• [Exercise directions]:
Return the lines of the data below in which the string "last" occurs.

Data records
○ ○ ○ ○ ○ ○ ○

PR #94, opened 2016-06-30
Add earlyDropFunction attribute to Commands

peppsac:
Allow the user to specify a function to decide if a Command
must be cancelled.

Note that children creation commands are tagged as non-cancellable.
That's because children creation only happens when a node has no children.

If 1 of the child creation request is cancelled the node
will be in an invalid state: 3 children and no way to create
the last one.

Fix #82 'Tiles are not displayed'

@gchoqueux r?

PR #101, opened 2016-07-05
Cleanup commands and quadtree

peppsac:
Note 1: first commit is from PR #94 
Note 2: do not merge yet as this introduces a regression when zooming quickly (tile blinking)

### DIFF
--- a/src/Scene/Quadtree.js
+++ b/src/Scene/Quadtree.js
@@ -19,10 +19,26 @@ define('Scene/Quadtree', [
 
 
     function commandQueuePriorityFunction(cmd) {
-        var requester = cmd.requester;
-        return requester.sse ?
-            Math.floor(requester.isVisible() ? requester.sse * requester.sse * 100000 : 1.0) :
-            1.0;
+        var node = cmd.requester;
+
+        // We know that 'node' is visible because commands can only be
+        // issued for visible nodes.
+        //
+        // Prioritize subdivision request
+        if (cmd.layer instanceof Quadtree) {
+            return 10000;
+        } else {
+            if (!node.loaded) {
+                return 1000;
+            } else {
+                // TODO: this magic value comes from NodeProcess
+                if (6.0 < node.sse) {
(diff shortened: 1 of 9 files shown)


peppsac:
Rebased on master.

src/Scene/Quadtree.js
```diff
@@ -12,14 +12,39 @@
...
     'Scene/Layer',
+    'Core/Commander/InterfaceCommander',
     'Core/Geographic/Quad',
     'Renderer/NodeMesh'
-], function(Layer, Quad, NodeMesh) {
-
+], function(Layer, InterfaceCommander, Quad, NodeMesh) {
+
+
+    function commandQueuePriorityFunction(cmd) {
```
Jeremy-Gaillard, line 21: I would move this function to NodeProcess since the priority of a command depends more on the nature of the node than the structure in which it is.
Edit: just noticed this would also require passing the priority value directly to the interfaceCommander instead of using a function

gchoqueux:
41e2d96447c2013390a117acc3551c580f010801, the policy priorities needs thinking.
There's not trivial solution and there are lot of parameters : subdivision, request texture, visibility, point of interest, anticipation of movement. Ideally, a user can customize this priorities (like c5db57ad0cc18bc31d2235300fd3d3a85efef05e). I add issue  #136

src/Scene/Quadtree.js
peppsac, line 21: Makes sense but I would keep it in `Quadtree` until we have another implementation (Octree maybe?) that uses NodeProcess and this priority function.
WDYT?

peppsac:
> the policy priorities needs thinking.

Agreed. The changes proposed here are a first step in this direction.

gchoqueux:
r- remove regression when zooming quickly (tile blinking)

peppsac:
@gchoqueux blinking issue is fixed (see last commit). r?

gchoqueux:
r+

PR #126, opened 2016-07-06
added note in doc for debian users with npm 1.4

vmora:
check npm version is >2.0

otherwise the `npm start -- --port 3000` won't work


peppsac:
Looks good to me. Merged.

○ ○ ○ ○ ○ ○ ○

• [Problem solution]:
the last one.
@gchoqueux blinking issue is fixed (see last commit). r?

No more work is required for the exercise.